What rankled most with the great ladies was that the new Duchess of Lancaster would take precedence before them. ‘Since she has got so far,’ they sniffed, ‘it will mean that she will rank as the second lady in England, and the young Queen will be dishonourably accompanied by her.’ But
they were plotting their revenge. ‘For their parts, they would leave her to do the honours of the court by herself,’ they declared, ‘for they would never enter any place where she was. They themselves might be disgraced if they permitted a woman of so base a birth, and concubine to the Duke for a very long time, inside and outside his marriage with the Princess Constance, to have place before them. Their hearts would burst with vexation, and rightly so!’
43

The two people who were the most incensed and ‘outrageous’ about the marriage were Thomas of Woodstock, Duke of Gloucester, ‘a man of an high mind and a stout stomach’ who ‘misliked his brother matching so meanly’ and considered him ‘a doting fool’, and Thomas’s wife, Eleanor de Bohun. ‘They considered that the Duke of Lancaster had overstepped all bounds when he took his concubine to wife, and said they would never recognise her marriage, or call her lady or sister.’ However, John’s other brother, Edmund of Langley, ‘soon got over it, for he was most often in the company of the King’ — who, we may infer, supported the marriage — ‘and his brother of Lancaster.
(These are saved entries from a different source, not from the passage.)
PR #275, opened 2017-01-31
explicitely choose VK_FORMAT_B8G8R8A8_UNORM

ChristophHaag:
The radv driver renders the examples much brighter than amdgpu-pro.

This has been a known issue for a while that appeared in The Talos Principle too:
https://lists.freedesktop.org/archives/mesa-dev/2016-October/132435.html

As the mailing list post says, radv puts VK_FORMAT_B8G8R8A8_SRGB first in the list to intentionally break applications that just use the first available format. Presumably the Vulkan spec allows drivers to put them into any order, so if applications require a specific one to render correctly, they should always look for it in this list.

Not sure if drivers are allowed not to support `VK_FORMAT_B8G8R8A8_UNORM`, so I put in a fallback to use `surfaceFormats[0]` then.

Screenshot showing the difference:
radv-amdgpu-pro

### DIFF
--- a/base/vulkanswapchain.hpp
+++ b/base/vulkanswapchain.hpp
@@ -225,16 +225,33 @@ public:
 		if ((formatCount == 1) && (surfaceFormats[0].format == VK_FORMAT_UNDEFINED))
 		{
 			colorFormat = VK_FORMAT_B8G8R8A8_UNORM;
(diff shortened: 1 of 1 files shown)


SaschaWillems:
Thx for the PR. Intel Mesa on  Linux has the same problem. Source changes look fine too 👍

PR #276, opened 2017-02-01
Add Wayland WSI support

tomek-brcm:
I've recently added Wayland support, if you're interested. Most of the code is pretty straight forward. There are 2 places you might want to have a closer look.

Key handling in bloom example required a special hack in order to build with Wayland. 

Also I didn't want to change existing WSI selection mechainsm so Wayland selection is a bit weird. You have to de-select direct display and select Wayland. I guess a list of WSI-s would be better.


SaschaWillems:
Thx for this great PR! Will try to merge this weekend. As for WSI selection that's something I'd like to address in the future now that there are a number of platforms available to choose from.

tomek-brcm:
You're welcome. 

I've just cleaned up remaining debug print statements, that managed to sneak into the commit. The updated version is in now.

PR #285, opened 2017-02-15
Use  VK_NULL_HANDLE for null shader module.

tomek-brcm:
The VkShaderModule is defined in vulkan.h as:
VK_DEFINE_NON_DISPATCHABLE_HANDLE(VkShaderModule)


SaschaWillems:
Thx 👍

PR #287, opened 2017-02-20
Enabled warnings as errors for Visual Studio builds.

GoldSciences:
+ Enabled warnings as errors for VS builds.
+ Largely reduced build times by removing redundancies for VS builds.
* Fixed all the incorrect type casts reported by the compiler.
* Fixed uninitialized pointer variables.


GoldSciences:
I believe I forgot to set up the dependencies for all of the projects. I'll fix that in a moment.

GoldSciences:
I can revert the changes in the triangle example if you like. I don't see the point on building over and over the vulkanexamplebase files for the other projects and I believe most people dealing with this code probably knows about linking a simple lib. In my case I did this because my computer is too slow and building 50 times the same files for no reason is something I just can't afford.

SaschaWillems:
Thx for your effort. Moving the example base to a library has been requested several times, but I actually prefer it the way it currently is, so if there are no other advantages rather than I'd prefer not to change that.

I also don't want warnings to be treated as errors. While I do that at work for production stuff I prefer a bit more freedom for my personal projects.

But befor discussing this any further: Does this also affect Linux and Android builds? And if so did you test on Android too? CI is only applied for Windows and Linux currently.

GoldSciences:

The Duke of Gloucester was of different stuff, for he respected no one’s opinions.’
44

To make matters worse, by means that are not recorded, the existence of an impediment to the marriage, that of compaternity, somehow became ‘publicly known’, and because John and Katherine could produce ‘no apostolic letters authorising its dispensation’ — they had been given only an oral brief, not a full dispensation — they became ‘apprehensive’ that their marriage could ‘very likely be impugned, and an annulment follow, and grave scandals arise therefrom’. They therefore ‘made humble supplication’ once more to Pope Boniface, ‘that we deign of our apostolic benignity to provide for them concerning the aforesaid’ and pronounce on the legitimacy of their children.
45
They must then have spent many anxious months awaiting his reply, and hoping that no English bishop would see fit in the meantime to enquire into the validity of their union.

Richard II, however, was welcoming to Katherine; it was he who had issued her with Garter robes so that she could participate in the St George’s Day ceremonies. After those were completed, the Duke and Duchess moved to London, where they probably took up residence at Ely Place. There, on 16 May, John assigned Katherine the generous sum of £600 (£243,620) per annum, to be paid by his Receiver-General, for the expenses of her wardrobe,
46
obviously anticipating that his new Duchess would dress herself and furnish her apartments as lavishly as her rank merited. Like John’s previous wives, Katherine had her own separate wardrobe and household; we know nothing of its composition, however, or the names of her officers and ladies.